台風13号は、発生してからの進路予測が難しく気象予報士でもかなり頭を悩ませる台風だったといいます。「なぜ」予想しづらい台風なのかを専門家に話を聞いたところ、ポイントは「偏西風」だといいます。

 台風13号は、上陸する前に熱帯低気圧に変わる見込みです。東海3県は9日にかけて、1時間あたりの雨量が三重県で25ミリ、愛知と岐阜で20ミリと予想されていて、どしゃ降りになるところもありそうです。

 8日の午後3時までの24時間に降った雨の量は、一番多い三重県熊野市の42.5ミリというのはありますが、熊野市以外はいずれも25ミリ以下となっています。

 7日夕方時点では「警報級の大雨も」と予想されていましたが、今のところ東海3県に警報は出ていません。

 今回、関東地方に台風の被害が出ていますが、8日朝に福島気象予報士に聞いたところ「予想が非常に難しい台風だった」とのことです。発生してからの進路予測が難しく、気象予報士でもかなり頭を悩ませる台風だったといいます。

【動画で見る】進路予想がなかなか当たらない…今年の台風はなぜ“予想しづらい”のか 専門家があげたポイント『偏西風』

 台風13号は「なぜ」予想しづらい台風なのか、三重大学で気象学を研究する立花義裕教授に話を聞いたところ、ポイントは「偏西風」だといいます。

立花教授:
「偏西風は普通は日本付近を吹いていて、(台風は)それに流されるので素直な経路を通るんですけども、今年は北海道よりもはるか北に偏西風が流れている。ですので、偏西風より南の風はよどんでいるので、どの台風も予想進路がなかなか当たらない」

 偏西風は例年はまっすぐ吹いていて、偏西風より北は寒く、南は暑い空気に覆われます。

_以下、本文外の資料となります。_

PR #61, opened 2023-12-19
Feature/un 101 Translate blocktags for proxy calls

kudlaj:
- If a query is triggered with “latest” block, the “unode” will process it in the latest block it has processed, not the latest block on the ownershipchain.

- If a query is triggered with a block number larger than the latest processes block by the uNode it fails in the same way that a regular node will fail if you ask for a block not processed yet.


cmd/server/api/rpcmethods.go
```diff
@@ -0,0 +1,353 @@
...
+}
+
+var rpcMethodsWithHash = map[string]RPCMethod{
+	"eth_getBlockByHash":                    RPCMethodEthGetBlockByHash,
+	"eth_getTransactionReceipt":             RPCMethodEthGetTransactionReceipt,
+	"eth_getTransactionByHash":              RPCMethodEthGetTransactionByHash,
+	"eth_getTransactionByBlockHashAndIndex": RPCMethodEthGetTransactionByBlockHashAndIndex,
+}
+
+//	var rpcMethodsWithCountByHash = map[string]RPCMethod{
```
zorjak, line 119: should we remove this comment if it is not needed? or at least write a comment on why this is commented (not supported)

zorjak (approved):

cmd/server/api/rpcmethods.go
```diff
@@ -0,0 +1,355 @@
...
+	ReplaceBlockTag(req *JSONRPCRequest, method RPCMethod, blockNumberUnode string) (*JSONRPCRequest, error)
+}
+
+type ProxyRPCMethodManager struct{}
+
+func NewProxyRPCMethodManager() RPCMethodManager {
+	return &ProxyRPCMethodManager{}
+}
+
+func (b *ProxyRPCMethodManager) HasRPCMethodWithBlocknumber(methodName string) (RPCMethod, bool) {
```
AlexRipoll: Camel case typo in `HasRPCMethodWithBlocknumber`

AlexRipoll (changes requested):

cmd/server/api/rpcmiddleware.go
```diff
@@ -15,7 +15,7 @@ type JSONRPCRequest struct {
 	ID      *json.RawMessage  `json:"id,omitempty"`
 }
 
-type ParamsRPCRequest struct {
+type EthCallParamsRPCRequest struct {
```
luispdm: If you do not plan to use it in external packages tests, this should be unexported

cmd/server/api/rpcmethods.go
```diff
@@ -0,0 +1,355 @@
...
+
+import (
+	"encoding/json"
+	"fmt"
+	"math/big"
+)
+
+type RPCMethod int
+
+type BlockTag string
```
luispdm: Make it unexported, as well as: FilterObject, Block, Transaction and the constants Latest, Pending etc. and CompareHex(), please

cmd/server/api/rpcproxyhandler.go
```diff
@@ -49,6 +64,19 @@ func (h *RPCProxyHandler) HandleProxyRPC(r *http.Request, req JSONRPCRequest) RP
 	if err != nil {
 		return getErrorResponse(fmt.Errorf("error getting JSON RPC response: %w", err), req.ID)
 	}
+	// check if we have to replace the block tag
```
luispdm: I think this comment refers to linees 16-26 instead of 68-78

cmd/server/api/rpcmethods.go
```diff
@@ -0,0 +1,333 @@
...
+	case *Block:
+		return value.Number, nil
+	case *Transaction:
+		return value.BlockNumber, nil
+	}
+
+	return "", fmt.Errorf("unknown type for unmarshalling")
+}
+
+func replaceBlockTagWithHash(req *JSONRPCRequest, position int, blockNumberHash string) error {
```
luispdm: Rename "blockNumberHash" to "blockNumberUnode" here, as well as in "replaceBlockTagFromObject" and "getBlockNumber", please.

I also think that this function should be called: "replaceBlockTagWithBlockNumber".

luispdm (changes requested):

AlexRipoll (approved):

luispdm (approved):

 台風も偏西風の流れに乗って進んでいきますが、2023年は偏西風が蛇行していて、いつもより北側で吹いています。これにより、日本に高気圧が入りこみやすくなったということです。これは2023年の夏の暑さの原因でもあります。

 偏西風が日本から遠い北側で吹いているので、日本付近は風が弱くなっています。台風は自分で動く力がなく微妙な風でも流されてしまいます。そうすると、ふらふらと動いて、さらに動きも遅くなり、予想が難しいということになります。

 さらに台風は高気圧を避けて動きます。偏西風も吹かず、高気圧も邪魔するということで、いつまでもウロウロしたりといった予測が出来ない動きをしてしまうということです。

 北極と赤道の温度差があると偏西風はまっすぐ強く吹きますが、今は温暖化で北極も気温が上がっているため、赤道との温度差が小さくなっているので蛇行しているということです。

 今後も予想しづらい台風が増えるのでしょうか。立花教授によると「9月以降も台風は、発生数・日本に近づく確率ともに高い」「偏西風が南に下がって来るため変な動きはしづらい」とのことです。偏西風が日本に近いところにふくようになるため、「動きは読みやすくなる」と言います。

 一方で、海面水温が一番高いのは9月なので、大型の台風に注意が必要です。